What the task requires: Find the string "using" in the data, and copy out each line that has it.

Dataset items:
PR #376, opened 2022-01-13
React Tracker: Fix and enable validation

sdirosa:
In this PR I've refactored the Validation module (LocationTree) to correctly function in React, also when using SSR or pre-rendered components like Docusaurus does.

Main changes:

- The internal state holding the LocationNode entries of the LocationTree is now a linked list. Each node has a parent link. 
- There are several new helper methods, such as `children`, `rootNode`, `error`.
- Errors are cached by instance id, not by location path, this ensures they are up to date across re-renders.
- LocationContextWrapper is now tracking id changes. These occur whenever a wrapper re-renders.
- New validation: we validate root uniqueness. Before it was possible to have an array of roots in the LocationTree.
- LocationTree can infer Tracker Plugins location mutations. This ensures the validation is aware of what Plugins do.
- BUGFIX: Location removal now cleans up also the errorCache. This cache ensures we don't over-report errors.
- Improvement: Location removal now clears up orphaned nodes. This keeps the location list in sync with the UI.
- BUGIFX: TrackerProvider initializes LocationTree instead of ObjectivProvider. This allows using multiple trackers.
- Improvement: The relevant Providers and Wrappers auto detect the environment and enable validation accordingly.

Result of the exercise:
In this PR I've refactored the Validation module (LocationTree) to correctly function in React, also when using SSR or pre-rendered components like Docusaurus does.
- BUGIFX: TrackerProvider initializes LocationTree instead of ObjectivProvider. This allows using multiple trackers.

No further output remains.